**What the task requires:**
Scan the entries that follow and give only the number of lines containing "note".

**Data in this exercise:**
########################################
PR #1078, opened 2021-06-11
Use flex-error for ics20 and ics07 

DaviRain-Su:
______

For contributor use:


DaviRain-Su:
@soareschen I modified some of the remaining ones, and I'll add the no_std feature later.

modules/src/lib.rs
```diff
@@ -26,6 +27,7 @@
 //! - ICS 26: Routing
 //! - Applications:
 //!    - ICS 20: Fungible Token Transfer
+extern crate no_std_compat as std;
```
soareschen, line 30: Can we use `core` and `alloc` directly without going through `no_std_compat`? The library has not been updated for a while, and very unfortunately the author seems to have [passed away](https://www.redox-os.org/news/open-source-mental-health/).

modules/src/tx_msg.rs
```diff
@@ -1,9 +1,13 @@
...
+use std::{
+    vec::Vec,
+    string::String,
+};
 
 use crate::ics24_host::error::ValidationError;
 
 pub trait Msg: Clone {
-    type ValidationError: std::error::Error;
+    type ValidationError: flex_error::StdErr;
```
soareschen, line 10: `flex-error` itself does not really define any error type. It looks to me that the error type here should be `crate::ics24_host::error::ValidationError`.

modules/src/ics24_host/error.rs
```diff
@@ -1,31 +1,33 @@
-use anomaly::{BoxError, Context};
-use thiserror::Error;
+use displaydoc::Display;
+use std::string::String;
 
-pub type ValidationError = anomaly::Error<ValidationKind>;
+pub type ValidationError = ValidationKind;
 
-#[derive(Clone, Debug, Error, PartialEq, Eq)]
+impl flex_error::StdErr for ValidationKind {}
```
soareschen, line 6: This doesn't really make sense.

modules/src/ics24_host/error.rs
```diff
@@ -1,31 +1,33 @@
-use anomaly::{BoxError, Context};
-use thiserror::Error;
+use displaydoc::Display;
+use std::string::String;
 
-pub type ValidationError = anomaly::Error<ValidationKind>;
+pub type ValidationError = ValidationKind;
```
soareschen, line 4: Can we also use `define_error!` to redefine the `ValidationError` here?

soareschen (changes requested):
I have given some feedback. Also the CI tests are failing and I can't build the code.

modules/src/ics24_host/error.rs
DaviRain-Su: `impl ValidationKind {
    pub fn contains_separator(id: String) -> Self {
        Self::ContainsSeparator { id }
    }

    pub fn invalid_length(id: String, length: usize, min: usize, max: usize) -> Self {
        Self::InvalidLength {
            id,
            length,
            min,
            max,
        }
    }

    pub fn invalid_character(id: String) -> Self {
        Self::InvalidCharacter { id }
    }

    pub fn empty() -> Self {
        Self::Empty
    }

    pub fn chain_id_invalid_format(id: String) -> Self {
        Self::ChainIdInvalidFormat { id }
    }

    pub fn kind(&self) -> &Self {
        &self
    }

}
`
If you define the error handling structure by `define_error!`, but how do you implement some functions for this structure? It seems that `flex-error` does not give some hints.

modules/src/ics24_host/error.rs
DaviRain-Su: Here because of the use of `displaydoc`.

modules/src/tx_msg.rs
DaviRain-Su: Here you need an Error triat, here I included a self-defined Error Trait in `flex-error`, if this is in the case of no-std, there is also an Error trait containing std. What you said here is directly a `crate::ics24_host::error:: ValidationError` to qualify is it possible?

modules/src/ics24_host/error.rs
soareschen: The name of the detail struct has a `Detail` postfix. So if you have `define_error!{ ValidationError; ... }`, then you have a `enum ValidationErrorDetail` defined, and you can define `impl ValidationErrorDetail { ... }` for example.

However in this case the helper functions seems to be just on constructing the errors, which we can replace entirely with the constructor functions defined by `flex-error`. So for example, instead of calling `ValidationKind::contains_separator(id)`, we can instead just use `error::contains_separator_error(id)`.

modules/src/lib.rs
DaviRain-Su: I think it is necessary to have a library that can switch between std and no_std. If you think switching to `no-std-compat` doesn't work, what do you think about switching to `sp-std`?

DaviRain-Su:
`
error[E0277]: the trait bound `flex_error::report::ErrorReport<ibc::ics23_commitment::error::ErrorDetail, anyhow::Error>: Clone` is not satisfied
   --> relayer/src/error.rs:159:20
    |
159 |     Ics023(#[from] ibc::ics23_commitment::error::Error),
    |                    ^^^^^^^^^^^^^^^^^^^^^^^^^^^^^^^^^^^ the trait `Clone` is not implemented for `flex_error::report::ErrorReport<ibc::ics23_commitment::error::ErrorDetail, anyhow::Error>`
    |
    = note: required by `std::clone::Clone::clone`
    = note: this error originates in a derive macro (in Nightly builds, run with -Z macro-backtrace for more info)
`
but It's already implemented.

`define_error! {
    #[derive(Clone)]
    Error {
        InvalidRawMerkleProof
        [ DisplayError<DecodeError> ]
        |_| { "invalid raw merkle proof" },

        CommitmentProofDecodingFailed
        [ DisplayError<DecodeError> ]
        |_| { "failed to decode commitment proof" },
    }
}
`
How to deal with problems? Can you help me?

modules/src/ics24_host/error.rs
DaviRain-Su: En, I understand.

soareschen:
We should change the definition to `Ics023(ibc::ics23_commitment::error::ErrorDetail)`. The compile error can propagate pretty wildly. Feel free to push your draft changes so that I can see what to be fixed.

DaviRain-Su:
@soareschen I made some fixes.

soareschen:
The changes look ok. However I feel that the scope of this PR is quite broad, and it will be more challenging for others to review this before merging to master. I suggest we split the changes into multiple PRs as follow:

- This PR should only have changes related to updating error definitions to use flex-error.
- The following should be done in a follow up PR:
  - The patches to other libraries `tendermint`, `tendermint-rpc` in Cargo.toml.
  - The feature flags for `std` and activation of `no_std`.
  - The use of dummy error in place of `std::error::Error` in `no_std`.

Basically we should aim for getting #988 merged first, and the submit a follow up PR, perhaps the original #890, to fix up the remaining changes to support `no_std`.

Feel free to also use different branches to track the changes relative to my `soares/flex-error` branch. I will avoid rebasing on the branch so that we can work on the parallel changes together.

DaviRain-Su:
> The changes look ok. However I feel that the scope of this PR is quite broad, and it will be more challenging for others to review this before merging to master. I suggest we split the changes into multiple PRs as follow:
> 
> * This PR should only have changes related to updating error definitions to use flex-error.
> * The following should be done in a follow up PR:
>   
>   * The patches to other libraries `tendermint`, `tendermint-rpc` in Cargo.toml.
>   * The feature flags for `std` and activation of `no_std`.
>   * The use of dummy error in place of `std::error::Error` in `no_std`.
> 
> Basically we should aim for getting #988 merged first, and the submit a follow up PR, perhaps the original #890, to fix up the remaining changes to support `no_std`.
> 
> Feel free to also use different branches to track the changes relative to my `soares/flex-error` branch. I will avoid rebasing on the branch so that we can work on the parallel changes together.

Hmmmmm, understand what you are saying about these difficult issues, so next, I'll revert this issue to std only. What do you think about fixing the support for no_std later on after starting over from you? Or in other cases, here we hope to support the no_std feature as soon as possible.

soareschen:
The remaining work can be save in another branch so that we do not lost the progress. I'd suggest putting up another PR as soon as this is merged. Right now some of the tests are also failing, which I think are caused by the no_std changes.

For supporting no_std as soon as possible, perhaps @romac and @ancazamfir can help with planning for the changes?

DaviRain-Su:
@soareschen  I backed off the modifications to the std feature only modifications, you check if there is anything else to modify. After that I hope to merge quickly.

soareschen:
Thanks for the fixes @ DaviRain-Su! I have merged this into my branch at #988. Next I will get rid of the `Box<dyn std::error::Error>` altogether so that we will track the concrete error types directly.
########################################
**Reply to the exercise:**
2